1. Al-Qaeda (15 October 2004)
2. East Turkistan Islamic Movement (15 October 2004)
3. Islamic Movement of Uzbekistan (15 October 2004)
4. Kurdistan People's Congress (15 October 2004)
5. Asbat al-Ansar (15 March 2005)
6. Muslim Brotherhood (15 March 2005)
7. Grey Wolves (15 March 2005)
8. Jamaat mujahideen of Central Asia (15 March 2005)
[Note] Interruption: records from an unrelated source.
PR #407, opened 2020-09-23
Restart 'chronyd' service to apply chrony config

ricardoasmarques:
If 'chronyd' is already running before executing 'ceph-salt apply', then changes on '/etc/chrony.conf' are ignored, so chronyd must be restarted to ensure '/etc/chrony.conf' is loaded.


smithfarm (approved):

LenzGr (approved):
LGTM!

PR #415, opened 2020-10-02
Reduce ceph-salt pillar file permissions

ricardoasmarques:
BEFORE
```
master:~ # ls -l /srv/pillar/ceph-salt.sls
-rw-r--r-- 1 salt salt 180 Oct  2 14:05 /srv/pillar/ceph-salt.sls
```

AFTER
```
master:~ # ls -l /srv/pillar/ceph-salt.sls
-rw------- 1 salt salt 180 Oct  2 14:11 /srv/pillar/ceph-salt.sls
```

### DIFF
--- a/ceph-salt.spec
+++ b/ceph-salt.spec
@@ -145,9 +145,12 @@ Salt Formula to deploy Ceph clusters.
 %dir %attr(0755, root, salt) %{fdir}/states/
 %dir %attr(0755, root, salt) %{fdir}/metadata/
 %dir %attr(0755, root, root) %{_datadir}/%{fname}
+%dir %attr(0755, salt, salt) %{_datadir}/%{fname}/pillar
+%doc %attr(0644, salt, salt) %{_datadir}/%{fname}/pillar.conf.example
+%attr(0600, salt, salt) %{_datadir}/%{fname}/pillar/ceph-salt.sls
+%attr(0644, salt, salt) %{_datadir}/%{fname}/pillar/top.sls
 %{fdir}/states/
 %{fdir}/metadata/
-%{_datadir}/%{fname}
 
 
 %changelog
--- a/ceph_salt/salt_utils.py
+++ b/ceph_salt/salt_utils.py
@@ -263,6 +263,7 @@ class PillarManager:
                 file.write(content)
             file.write("\n")
         shutil.chown(full_path, "salt", "salt")
+        os.chmod(full_path, 0o600)
 
     @classmethod
     def _load(cls):


ceph-salt.spec
```diff
@@ -145,6 +145,7 @@ Salt Formula to deploy Ceph clusters.
 %dir %attr(0755, root, salt) %{fdir}/states/
 %dir %attr(0755, root, salt) %{fdir}/metadata/
 %dir %attr(0755, root, root) %{_datadir}/%{fname}
+%attr(0600, salt, salt) %{buildroot}%{_datadir}/%{fname}/pillar/ceph-salt.sls
 %{fdir}/states/
 %{fdir}/metadata/
 %{_datadir}/%{fname}
```
smithfarm: I don't think this spec file change will work. There are two ways to package files and directories under a particular directory: either list them all explicitly, or just list the directory. `ceph-salt-formula` packaging is using the latter technique. You are trying to mix them here.

ceph-salt.spec
```diff
@@ -145,6 +145,7 @@ Salt Formula to deploy Ceph clusters.
 %dir %attr(0755, root, salt) %{fdir}/states/
 %dir %attr(0755, root, salt) %{fdir}/metadata/
 %dir %attr(0755, root, root) %{_datadir}/%{fname}
+%attr(0600, salt, salt) %{buildroot}%{_datadir}/%{fname}/pillar/ceph-salt.sls
```
smithfarm: need to drop `%{buildroot}` here, and also see my comment below

ceph-salt.spec
smithfarm: Here are the full contents of this directory:

```
/usr/share/ceph-salt
/usr/share/ceph-salt/pillar
/usr/share/ceph-salt/pillar.conf.example
/usr/share/ceph-salt/pillar/ceph-salt.sls
/usr/share/ceph-salt/pillar/top.sls
```

So, instead of `%{_datadir}/%{fname}` (which just pulls it all in with the default ownership/permissions), we need to explicitly list all the files and directories. Something like this:

```
%dir %attr(0755, root, root) %{_datadir}/%{fname}
%dir %attr(0755, salt, salt) %{_datadir}/%{fname}/pillar
%doc %attr(0644, salt, salt) %{_datadir}/%{fname}/pillar/pillar.conf.example
%attr(0600, salt, salt) %{_datadir}/%{fname}/pillar/ceph-salt.sls
%attr(0644, salt, salt) %{_datadir}/%{fname}/pillar/top.sls
```

and drop the line `%{_datadir}/%{fname}` at the bottom of this `%files -n ceph-salt-formula` section.

smithfarm (approved):

PR #422, opened 2020-10-06
Do the right thing in FQDN environments

### LINKED ISSUE #417: hostnames cannot be fqdn
This isn't a feature request, but more for information and tracking.  Possibly the README should say that `hostnamectl fqdn` is not supported or add a validation.

Here's the behavior: I use vagrant for 14 VMs.  With other recent changes, I've had an issue where my hostnames were not resolving from dnsmasq and were assigned ip addresses as hostnames.  So, I used `hostnamectl fqdn` as part of the setup.  The first  failure is that `ceph-salt` calls cephadm which fails with `use --allow-fqdn-hostname` in the log file.

If you change the call in `cephbootstrap.sls`, then `ceph-salt apply` will complete; however, the installation will not have an admin keyring.  So the containers started and that's it.

I'm forcing short hostnames now which is working.

### LINKED ISSUE #420: ceph-salt cannot bootstrap a Ceph cluster in FQDN environments
### What do I mean by "FQDN environments"

In accordance with https://docs.ceph.com/en/latest/cephadm/concepts/#fully-qualified-domain-names-vs-bare-host-names 

a "FQDN environment" is an environment where:

* `hostname` returns the FQDN
* `hostname -s` returns the short ("bare") hostname

### Why do FQDN environments need to be supported

While there certainly are customer environments where all nodes are in the same domain and each node is therefore guaranteed to have a unique short ("bare") hostname, we cannot get away with supporting only these environments. Why not?

#### Reason 1

Imagine a hypothetical customer who has two hypothetical networks: "foo.org" and "baz.net" and the following conditions hold true:

* The networks are fully routed - packets pass freely from one to the other, with very low latency
* The customer wishes to deploy a Ceph cluster with 1 MON on "foo.org" and 2 MONs on "baz.net"
* The customer is using standard DNS.
* The nodes in "foo.org" are named "node1.foo.org, node2.foo.org, ..., noden.foo.org" and the nodes in "baz.net" are named "node1.baz.net, node2.baz.net, ..., noden.baz.net"

This is a valid use case and I believe SES6/DeepSea has no problem with it.

### Reason 2

Even a "standard" customer environment where all nodes are in the same FQDN with unique short hostnames might need to be migrated to a different network. Such a migration would of course need to be supported without any interruption of service. Nodes would have to be migrated one by one, while the cluster remains up and running, and the expectation would be that the cluster remains in HEALTH_OK status throughout the procedure.

During the procedure, the cluster will have some nodes in network "original.net" while others are in "new.net" - similar to the scenario described in "Reason 1", above.

### The Bug

When I run "cephadm bootstrap" in a FQDN environment, it complains that I should either change my environment so "hostname" returns the short hostname or provide the "--allow-fqdn-hostname" option to "cephadm bootstrap".

Now, changing my environment is not an option (see "Reason 1" and "Reason 2", above). So I re-run "cephadm bootstrap", providing the --allow-fqdn-hostname option as suggested. **But this fails because ceph-salt assumes the short hostname in several places. Also, ceph-salt does not currently detect FQDN environments so it has no way of telling how it should behave.**

### How I reproduced the bug

* https://github.com/SUSE/sesdev/pull/519 adds "--fqdn" option to "sesdev create"
* https://github.com/ceph/ceph-salt/pull/418 adds "--allow-fqdn-hostname" option to "cephadm bootstrap"
* https://github.com/ceph/ceph-salt/pull/419 changes `grains['host']` to `grains['fqdn']`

9. Lashkar-e-Toiba (15 March 2005)
10. The Social Reform Society (15 March 2005)
11. Hizb ut-Tahrir-al-Islami (28 March 2005)
12. Aum Shinrikyo (17 November 2006)
13. East Turkestan Liberation Organization (17 November 2006)
14. Islamic Party of Turkestan (5 March 2008)
15. Jund al-Khilafah (25 November 2011)
16. Trust. Education. Life (7 June 2012)
17. Tablighi-Jamagat (26 February 2013)
18. At-Takfir Wal-Hijra (18 August 2014)
19. Islamic State (15 October 2015)
20. Al-Nusra Front (15 October 2015)
21. Aikyn incar (10 October 2018)

== Formerly listed ==

The Taliban movement, originally added on 15 March 2005, was removed in 2023.